──────── DATA ────────
PR #14696, opened 2025-07-17
CHANGELOG: manylinux_2_28 is more like 2019

geofft:
I must have Googled something too fast, sorry. glibc 2.28 came out August 2018, Fedora 29 was the earliest to ship with it in October 2018, Debian 10 shipped with it in July 2019, and CentOS 8 shipped with it in September 2019.


geofft:
If this misses the release it's fine of course :)

zanieb:
Thanks!

PR #353, opened 2021-01-06
build: switch to github workflows

itajaja:
adapted from https://github.com/python-attrs/attrs/blob/master/.github/workflows/main.yml


sloria:
Can we easily get automatic releases on tagged commits?

itajaja:
> Can we easily get automatic releases on tagged commits?

getting the test/coverage part right now. There is probably a gh action for that

.github/workflows/main.yml
```diff
@@ -0,0 +1,111 @@
...
+
+    steps:
+      - uses: "actions/checkout@v2"
+      - uses: "actions/setup-python@v2"
+        with:
+          python-version: "3.9"
+      - name: "Install in dev mode"
+        run: "python -m pip install -e .[dev]"
+      - name: "Import package"
+        run: "python -c 'import attr; print(attr.__version__)'"
```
────────
Give back every line of the data exactly.

### [YOUR SOLUTION]
PR #14696, opened 2025-07-17
CHANGELOG: manylinux_2_28 is more like 2019

geofft:
I must have Googled something too fast, sorry. glibc 2.28 came out August 2018, Fedora 29 was the earliest to ship with it in October 2018, Debian 10 shipped with it in July 2019, and CentOS 8 shipped with it in September 2019.


geofft:
If this misses the release it's fine of course :)

zanieb:
Thanks!

PR #353, opened 2021-01-06
build: switch to github workflows

itajaja:
adapted from https://github.com/python-attrs/attrs/blob/master/.github/workflows/main.yml


sloria:
Can we easily get automatic releases on tagged commits?

itajaja:
> Can we easily get automatic releases on tagged commits?

getting the test/coverage part right now. There is probably a gh action for that

.github/workflows/main.yml
```diff
@@ -0,0 +1,111 @@
...
+
+    steps:
+      - uses: "actions/checkout@v2"
+      - uses: "actions/setup-python@v2"
+        with:
+          python-version: "3.9"
+      - name: "Install in dev mode"
+        run: "python -m pip install -e .[dev]"
+      - name: "Import package"
+        run: "python -c 'import attr; print(attr.__version__)'"
```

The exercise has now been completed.